6. « Il n’y a pas de légumes dans la sauce à spaghetti »

C’est évidemment une bonne idée  de mettre plein de légumes dans une sauce à spaghetti, mais de camoufler les aliments que l’enfant aime moins en lui faisant croire que le repas n’en contient pas ne l’aide pas à apprivoiser ces aliments.  . « Ça augmente aussi sa méfiance envers les mets composés et mélangés », précise la nutritionniste.

 

La bonne formule : Mieux vaut lui présenter les aliments sans les camoufler, les nommer par leur nom et surtout, en parler positivement! Puis on laisse l’enfant y goûter, s’il le veut.

 

 

7. « Peux-tu sortir de la cuisine pendant que je prépare le repas ? »

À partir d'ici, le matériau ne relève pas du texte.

Issue #479, opened 2021-11-19
"Warning" value stays 0 even there is a problem with duplicated cluster name


Zaoliang:
see http://13.95.71.67/clusters

We have here duplicated cluster name: drbd_cluster, hana_cluster, Cluster Id are different.
So value of Warning '0' is wrong.

stefanotorresi:
It might also be worth nothing that the Alert icon should probably take the place of the grey disc at the beginning of the row.

abravosuse:
My two cents on this: for me the "issue" here is that the yellow warning sign informing about a duplicated cluster name might be interpreted as a cluster warning status. I agree with @stefanotorresi that placing the warning sign somewhere else might help but I would suggest choosing an different sign/symbol to notify about the duplicated name.

arbulu89:
First things first, as this is not an issue, it is more a UI/UX design topic. @stefanotorresi  Can we first change the labeling so we can have a clear picture of the current state of the project?

abravosuse:
@arbulu89 agreed 200% that this not a bug but an UI/UX enhancement.

stefanotorresi:
To be honest, I think this _is_ a bug.
If the condition of having duplicate cluster names is a warning, then the warning count should reflect that.

fabriziosestito:
@stefanotorresi we choose the warning icon a bit randomly for duplicated clusters without thinking this could appear as a warning, but we are considering only check results as  a warning state in the cluster details too.
I would vote to change the icon to something else, because it can really confuse users.

arbulu89:
> To be honest, I think this _is_ a bug.
> 
> If the condition of having duplicate cluster names is a warning, then the warning count should take that into account. If the users sees warning count 0, but then warnings in the rows, then something is wrong.
> 
> Why do you guys think this is not a bug?

Because it was implemented this way intentionally since the beginning. In the beginning, we didn't have the `id` column as we have now, so it was not really possible to know which cluster you were using, so to highlight that they were 2 in reality, we put the icon.
If you want, we can remove the icon completely.

stefanotorresi:
Yeah, maybe we should implement this as a check, somehow. Let's change the icon for now, so that this appears not as a warning, but something even softer, like a notice.

arbulu89:
@stefanotorresi @abravosuse Does this look OK by now?
![image](https://user-images.githubusercontent.com/36370954/144632924-79f73e6f-872f-4000-bd57-7f9ef9823d70.png)

[...]

PR #541, opened 2021-12-03
Use info icon in duplicated cluster names and sids

arbulu89:
**Edit**: Please, validate if the solution is the desired one. I have implemented this based on the issue [479](https://github.com/trento-project/trento/issues/479)

It basically changes the duplicated name warning icon by a info icon to be less invasive and have less option to confuse the user with the checks or cluster result.

Fix for: https://github.com/trento-project/trento/issues/479

image


fabriziosestito:
@arbulu89 Thanks much better like this ! 
I think tho that the teal color is a bit weird for an info tooltip, I would rather use a grey color after the name, wdyt?

stefanotorresi:
rebased and merged manually in 5bfa2ec99cb4399f4a5f9aba5f3d19b8f9d29951

PR #546, opened 2021-12-07
Add cluster settings api

nelsonkopliku:
This PR exposes an api at `GET /api/clusters/settings` to retrieve the clusters settings for the runner to provide to Ansible.

Involved settings are:
- selected checks for a cluster
- hosts for a given cluster with `address` and `user` to enable ansible connection

Example API response.
```
[
    {
        "id": "c115e7ecf5901d9a768d06a28ab0ba26",
        "selected_checks": [],
        "hosts": [
            {
                "name": "vmnetweaver01",
                "address": "x.x.x.x",
                "user": "root"
            },
            {
                "name": "vmnetweaver02",
                "address": "x.x.x.x",
                "user": "root"
            }
        ]
    },
    {
        "id": "5dfbd28f35cbfb38969f9b99243ae8d4",
        "selected_checks": [
            "A",
            "B",
            "C",
        ],
        "hosts": [
            {
                "name": "vmhana01",
                "address": "x.x.x.x",
                "user": "cloudadmin"
            },
            {
                "name": "vmhana02",
                "address": "x.x.x.x",
                "user": "cloudadmin"
            }
        ]
    }
]
```

This allows the runner to only call one API and provided useful information to Ansible and remove consul dependency from the runner itself (next PR).

### DIFF
--- a/cmd/agent/agent.go
+++ b/cmd/agent/agent.go
@@ -16,6 +16,7 @@ import (
 )
 
 func NewAgentCmd() *cobra.Command {
+	var bindIP string
 	var consulConfigDir string
 	var discoveryPeriod int
 
@@ -40,6 +41,10 @@ func NewAgentCmd() *cobra.Command {
 			return internal.InitConfig("agent")
 		},
 	}
+
+	startCmd.Flags().StringVar(&bindIP, "bind-ip", "", "Private address to which the trento-agent should be bound for internal communications. Reachable by the other hosts, including the trento server.")
+	startCmd.MarkFlagRequired("bind-ip")
+
 	startCmd.Flags().StringVarP(&consulConfigDir, "consul-config-dir", "", "consul.d", "Consul configuration directory used to store node meta-data")
 	startCmd.Flags().IntVarP(&discoveryPeriod, "discovery-period", "", 2, "Discovery mechanism loop period on minutes")
 
--- a/cmd/agent/agent.go
+++ b/cmd/agent/agent.go
@@ -16,7 +16,7 @@ import (
 )
 
 func NewAgentCmd() *cobra.Command {
-	var bindIP string
+	var sshAddress string
 	var consulConfigDir string
 	var discoveryPeriod int
 
@@ -42,8 +42,8 @@ func NewAgentCmd() *cobra.Command {
 		},
 	}
 
-	startCmd.Flags().StringVar(&bindIP, "bind-ip", "", "Private address to which the trento-agent should be bound for internal communications. Reachable by the other hosts, including the trento server.")
-	startCmd.MarkFlagRequired("bind-ip")
+	startCmd.Flags().StringVar(&sshAddress, "ssh-address", "", "The address to which the trento-agent should be reachable for ssh connection by the runner for check execution.")
+	startCmd.MarkFlagRequired("ssh-address")
 
 	startCmd.Flags().StringVarP(&consulConfigDir, "consul-config-dir", "", "consul.d", "Consul configuration directory used to store node meta-data")
 	startCmd.Flags().IntVarP(&discoveryPeriod, "discovery-period", "", 2, "Discovery mechanism loop period on minutes")
--- a/web/app.go
+++ b/web/app.go
@@ -186,6 +186,7 @@ func NewAppWithDeps(config *Config, deps Dependencies) (*App, error) {
 		apiGroup.POST("/clusters/:id/tags", ApiClusterCreateTagHandler(deps.clustersService, deps.tagsService))
 		apiGroup.DELETE("/clusters/:id/tags/:tag", ApiClusterDeleteTagHandler(deps.clustersService, deps.tagsService))
 		apiGroup.GET("/clusters/:cluster_id/results", ApiClusterCheckResultsHandler(deps.consul, deps.checksService))
+		apiGroup.GET("/clusters/settings", ApiGetClustersSettingsHandler(deps.clustersService))
 		apiGroup.POST("/sapsystems/:id/tags", ApiSAPSystemCreateTagHandler(deps.sapSystemsService, deps.tagsService))
 		apiGroup.DELETE("/sapsystems/:id/tags/:tag", ApiSAPSystemDeleteTagHandler(deps.sapSystemsService, deps.tagsService))
 		apiGroup.POST("/databases/:id/tags", ApiDatabaseCreateTagHandler(deps.sapSystemsService, deps.tagsService))
--- a/web/models/clusters_settings.go
+++ b/web/models/clusters_settings.go
@@ -1,0 +1,15 @@
+package models
+
+type ClusterSettings struct {
+	ID             string            `json:"id"`
+	SelectedChecks []string          `json:"selected_checks"`
+	Hosts          []*HostConnection `json:"hosts"`
+}
+
+type HostConnection struct {
+	Name    string `json:"name"`
+	Address string `json:"address"`
+	User    string `json:"user"`
+}
+
+type ClustersSettings []*ClusterSettings
--- a/web/services/clusters.go
+++ b/web/services/clusters.go
@@ -226,7 +226,7 @@ func (s *clustersService) GetAllClustersSettings() (models.ClustersSettings, err
 
 			hosts = append(hosts, &models.HostConnection{
 				Name:    host.Name,
-				Address: host.AgentBindIP,
+				Address: host.SSHAddress,
 				User:    username,
 			})
 		}
--- a/web/services/clusters.go
+++ b/web/services/clusters.go
@@ -5,7 +5,9 @@ import (
 	"errors"
 
 	"github.com/lib/pq"
+	log "github.com/sirupsen/logrus"
 	"github.com/trento-project/trento/internal"
+	"github.com/trento-project/trento/internal/cloud"
 	"github.com/trento-project/trento/web/entities"
 	"github.com/trento-project/trento/web/models"
 	"gorm.io/gorm"
@@ -20,6 +22,7 @@ type ClustersService interface {
 	GetAllClusterTypes() ([]string, error)
 	GetAllSIDs() ([]string, error)
 	GetAllTags() ([]string, error)
+	GetAllClustersSettings() (models.ClustersSettings, error)
 }
 
 type ClustersFilter struct {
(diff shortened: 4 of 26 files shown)


cmd/agent/agent.go
```diff
@@ -40,6 +41,10 @@ func NewAgentCmd() *cobra.Command {
 			return internal.InitConfig("agent")
 		},
 	}
+
+	startCmd.Flags().StringVar(&bindIP, "bind-ip", "", "Private address to which the trento-agent should be bound for internal communications. Reachable by the other hosts, including the trento server.")
+	startCmd.MarkFlagRequired("bind-ip")
```
stefanotorresi, line 46: This is very confusing. 
I see this configuration item only used when invoking `collector.Client.Publish()`, which issues a request towards the server.
So, as far as I can see, we're not actually binding to any network interface and, when Consul will be out of the picture, we won't have inbound traffic anymore and we won't need the agent host to be reachable at this IP address anymore. What gives?

Maybe we need to rethink the need to ask the user the ip address, because the server will inherently know this IP address from the request being issued by the agent collector client.

web/app.go
```diff
@@ -197,6 +197,11 @@ func NewAppWithDeps(config *Config, deps Dependencies) (*App, error) {
 		apiGroup.GET("/checks/catalog", ApiChecksCatalogHandler(deps.checksService))
 	}
 
+	internalApi := webEngine.Group("/api/internal")
+	{
+		internalApi.GET("/clusters/settings", ApiGetClustersSettingsHandler(deps.clustersService))
+	}
+
```
stefanotorresi, line 204: I don't think we shouldn't have an `internal` group on the `webEngine` GIN instance: we established in the past that internal APIs would go in what is currently called the `collectorEngine`, which has mTLS, and should be renamed to something like `internalEngine` soon enough.
I would suggest to put this endpoint in the `apiGroup` like all the others, for simplicity, and if we need to review grouping then let's see the global picture and rethink all of the endpoints.

web/models/clusters_settings.go
```diff
@@ -0,0 +1,15 @@
...
+	ID             string                     `json:"id"`
+	SelectedChecks []string                   `json:"selected_checks"`
+	Hosts          []*ConnectionInfoAwareHost `json:"hosts"`
+}
+
+type ConnectionInfoAwareHost struct {
+	Name    string `json:"name"`
+	Address string `json:"address"`
+	User    string `json:"user"`
+}
```
stefanotorresi, line 13: I think `ConnectionInfoAwareHost` is really hard to understand.
Hmm, maybe `ClusterSettings` just has `[]*HostConnection`. 

Then `HostConnection` will likely have additional fields for SSH keys in the future.

web/services/clusters.go
```diff
@@ -178,6 +180,63 @@ func (s *clustersService) GetAllTags() ([]string, error) {
...
+		for _, host := range cluster.Hosts {
+			username := "root"
+
+			hostConnectionSettings, found := connectionSettings[host.Name]
+			if found {
+				username = hostConnectionSettings.User
+			}
+
+			if username == "" {
+				username = "cloudadmin" // load user from cloud info
```
stefanotorresi, line 220: The default user being `cloudadmin` is an Azure-specific detail. Are we sure we can just hard-code this like that?

stefanotorresi (changes requested):

cmd/agent/agent.go
nelsonkopliku: > I see this configuration item only used when invoking collector.Client.Publish(), which issues a request towards the server.
>
mh :thinking: I am confused :sweat_smile: that is used in `./cmd/agent/config.go:52`
```
return &agent.Config{
    ...
    BindIP:          viper.GetString("bind-ip"),
    ...
}, nil
```
However.

> So, as far as I can see, we're not actually binding to any network interface 
>
Correct.

> and, when Consul will be out of the picture, we won't have inbound traffic anymore and we won't need the agent host to be reachable at this IP address anymore.
>
Partially correct I think, the runner needs to ssh to the hosts and it can be either via an IP or a resolved hostname.
When dealing with the hosts we usually have multiple IPs, yet I didn't find a way get the correct one for Ansible usage.
When installing via the `./install-agent.sh` we require a `--agent-bind-ip` which was used for consul, now we keep it and we use it for another purpose. 
Users installing the rpm have to put a `bind-ip: 0.0.0.0` in their `agent.yaml`, and this will be documented.

Do you have any other options? How can we deal with this differently, now? Maybe I am missing something :sweat_smile:

web/models/clusters_settings.go
fabriziosestito: I agree with @stefanotorresi `HostConnection` sounds good!

web/app.go
nelsonkopliku: Good to me.
shall we keep `/api/internal/clusters/settings` or do you prefer `/api/clusters/settings`?

fabriziosestito: I agree with this one, I would defer the `internalAPI` topic a bit and add it to the standard `apiGroup` for now

web/models/clusters_settings.go
nelsonkopliku: `HostConnection` SOLD!

web/services/clusters.go
nelsonkopliku: It is temporary, that would be loaded from cloud metadata if the host happens to be on a cloud environement.
It'll be fixed soon. :wink:

web/app.go
fabriziosestito: @nelsonkopliku `/api/clusters/settings` sounds good to me

nelsonkopliku: Deal!

cmd/agent/agent.go
stefanotorresi: > 
> mh thinking I am confused now sweat_smile that is used in [`./cmd/agent/config.go:52`](https://github.com/trento-project/trento/pull/546/files#diff-a22afc9279c2983d19ef8def93e25c50e43490a142d26b765296152a96c35d39R53)
> 
> ```
> return &agent.Config{
>     ...
>     BindIP:          viper.GetString("bind-ip"),
>     ...
> }, nil
> ```

Exactly, and that `BindIP` field in turn is never used to actually start any listening service bound to any network address. It's just sent as a field of a JSON to the server.

I wasn't clear in keeping SSH out of this picture: the SSH server is not bound to any particular IP address by the Agent process. How SSH is configured is out of the scope of our intervention; besides, the SSH server is usually not bound to any particular network address (i.e. 0.0.0.0:22), unlike Consul, which specifically needs a single interface.

My point is that the Agent process doesn't have to bind anything, because it's not a service, it's a client. SSH being there is a pre-existing condition we have no control over.

Yes, we can ask the user to specify which IP address to "advertise", but that's not a "bind" address, because it's actually not "bound" to anything by the Agent process.

nelsonkopliku: > Exactly, and that BindIP field in turn is never used to actually start any listening service bound to any network address. It's just sent as a field of a JSON payload to the server.
>
Okay, now its clearer what you mean.
That IP address is actually not used to _bind_ anything, it is published as part of the `HostDiscovery`.
We can change the name to something different.

> I wasn't clear in keeping SSH out of this picture: the SSH server is not bound to any particular IP address by the Agent process. How SSH is configured is out of the scope of our intervention...
>
> My point is that the Agent process doesn't have to bind anything, because it's not a service, it's a client. SSH being there is a pre-existing condition we have no control over.
>
I see, yet I need to answer the question: where should I ssh when running Ansible?

A little backgournd on the runner:
We provide an `Inventory` to Ansible for check execution, that is basically a list of hosts where to connect to and which checks to execute - nodes can also be grouped by cluster.

Here's a `Node`
```
type Node struct {
	Name        string // <-- hostname eg: vmhana01, vmnetweaver02
	AnsibleHost string <-- An IP, which? It comes to be the `BindIP` (better name to be found here)
	AnsibleUser string <-- ssh connection user
	Variables   map[string]interface{} <-- list of the checks to be executed (and maybe more, but not sure)
}
```
These Nodes get populated with the result obtained by calling `GET /api/clusters/settings` and are part of the `Inventory` used by ansible.

I don't know Ansible and I am not aware of the rules (is a `Name` always expected? What about the `AnsibleHost`? can it be empty? AnsibleUser too? Will ansible ssh to the hostname or the IP?) - and I need to do the safest thing, being requiring explicitly that IP to the user, as we already do (simply it will change semantic)

So what we can do is:
- reword `bind-ip` flag to something different (`ssh-host`, `connection-ip`, `runner-connection-hos`, whatever) pls suggest
- document the newly added flag

What do you think?

stefanotorresi: I think we can go on with the following: `bind-ip` can become `ssh-address`. 

I guess this will become the content of the `AnsibleHost` field.
I don't think we'll need the `Name` field in that struct, because I think that's currently there only because Consul's catalog reasons in terms of host names; Ansible doesn't: it needs just an address, which is not necessarily always just an IP, it could be a FQDN and it could have a `:port` suffix.

nelsonkopliku: Okay.

I made the change in [this commit](https://github.com/trento-project/trento/pull/546/commits/de55e1b65c6bcd15b18646210b4834094e1c3591) and it touches quite a lot of things.
Take a look and share your feelings.
@fabriziosestito @dottorblaster I'd like to know what you think.

We're completely changing the semantic from a more generic `bind-ip` to a really specific `ssh_address`.
If we're okay with this I'll just go ahead (refining a bit more the documentation)

Still, I feel that this change is too drastic from a semantic perspective, especially at this time. I am afraid it would add just more cognitive complexity, not sure what you think.

So here's the current definition we have for `--agent-bind-ip`
> the private address to which the trento-agent should be bound for internal communications.
> This is an IP address that should be reachable by the other hosts, including the trento server.
> 

To find a good naming we should start from that definition: what is that IP address we expect representing?

A variant based on what we have could be:
> the address to which the trento-agent should be reachable by the runner for check execution.
> 
Please feel free to contribute.

We could leave out the details of _how_ (ssh, http, whatever)
Or, if that `ssh` detail is really the key, then we go for it.

So, as a tradeoff, I see possible to change the meaning and the name to `check-execution-address`, `check-address`, `runner-check-address` or something similar, please help with naming :sweat_smile: 

Maybe `ssh_address` is just good enough, I am still not fully convinced, though.

fabriziosestito (approved):

cmd/agent/agent.go
fabriziosestito: @nelsonkopliku  imho `ssh-address` is good enough and enough explicit for now

web/app.go
```diff
@@ -186,6 +186,7 @@ func NewAppWithDeps(config *Config, deps Dependencies) (*App, error) {
 		apiGroup.POST("/clusters/:id/tags", ApiClusterCreateTagHandler(deps.clustersService, deps.tagsService))
 		apiGroup.DELETE("/clusters/:id/tags/:tag", ApiClusterDeleteTagHandler(deps.clustersService, deps.tagsService))
 		apiGroup.GET("/clusters/:cluster_id/results", ApiClusterCheckResultsHandler(deps.consul, deps.checksService))
+		apiGroup.GET("/clusters/settings", ApiGetClustersSettingsHandler(deps.clustersService))
```
arbulu89, line 189: I'm super confused with this.
We already have the `"/checks/:id/settings"` end point for this. Where the `id` is the ansible group id (as we need to group the ansible checks by group0.
This was named on purpose this way, as we were already seeing high changes to have other checks groups (like SAP system wide checks, or SAP landscapes wide checks)

arbulu89 (commented):
I have some hard feelings about did.
We already did a huge effort creating the `"/checks/:id/settings"` group of endpoint for this exact purpose.
This PR in my opinion totally overlaps this.
Did we consider simply adding the connection data information to the currently existing endpoints?
In essence, the information used in the runner, and shown in the frontend is exactly the same

cmd/agent/agent.go
nelsonkopliku: Ok for me keeping `ss-address` for now.

dottorblaster (approved):
Mega-LGTM

PR #548, opened 2021-12-08
Refactor sap system detail view

fabriziosestito:
Refactors the sap system detail view leveraging the projection,
uses the new server in sap systems tag api and cleans up consul dependencies


web/sap_systems.go
```diff
@@ -129,36 +127,33 @@ func NewHANADatabaseListHandler(sapSystemsService services.SAPSystemsService) gi
...
 			_ = c.Error(err)
 			return
 		}
 
 		// We will send the 1st entry by now, as only use the layout, which is repeated among all the
 		// SAP instances within a System. It does not resolve the HANA SR scenario in any case
-		c.HTML(http.StatusOK, "sapsystem.html.tmpl", gin.H{
-			"SAPSystem": systemList[0],
-			"Hosts":     systemHosts,
+		c.HTML(http.StatusOK, "sap_system.html.tmpl", gin.H{
```
arbulu89, line 153: We can remove the previous comments here, as we don't send anymore only the 1st system

web/services/sap_systems.go
```diff
@@ -50,6 +51,24 @@ func (s *sapSystemsService) GetAllApplications(filter *SAPSystemFilter, page *Pa
...
+
+	if err != nil {
+		return nil, err
+	}
+
+	if len(instances) == 0 {
+		return nil, nil
+	}
+
+	return instances.ToModel()[0], nil
```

Dès l’âge de 2 ans, les enfants peuvent être impliqués dans la cuisine. « Ils seront bien plus portés à goûter à un repas s’ils ont participé à sa création. Et ils développeront des habiletés culinaires qui leur serviront toute leur vie », explique Anouck Senécal.

 

La bonne formule : On laisse notre enfant mettre la main à la pâte et effectuer quelques tâches dans la préparation des repas. C’est plus long (et plus salissant !), mais les bénéfices sont plus grands.

 

quelques conseils pour être un bon modèle auprès des enfants
  • Éviter de parler de diètes, de régimes et de valeurs caloriques des aliments.
  • Ne pas faire de commentaires sur son propre poids ou dénigrer son corps ou celui des autres.
  • Ne pas s’inquiéter de la quantité de nourriture ingérée par les enfants. Grâce à leurs signaux fiables, ils savent mieux que quiconque la quantité nécessaire pour combler leurs besoins. 
  • Parler positivement des aliments. Ne pas mettre les aliments sains sur un piédestal ou dénigrer les aliments moins nutritifs. 
  • Faire des repas un moment agréable et positif pour tous les membres de la famille.
  • Ne pas faire savoir à son enfant lorsque l’on n’aime pas particulièrement un aliment. Plus vieux, il comprendra que les goûts varient d’une personne à l’autre, mais à un jeune âge, il risque de refuser cet aliment pour faire comme ses parents.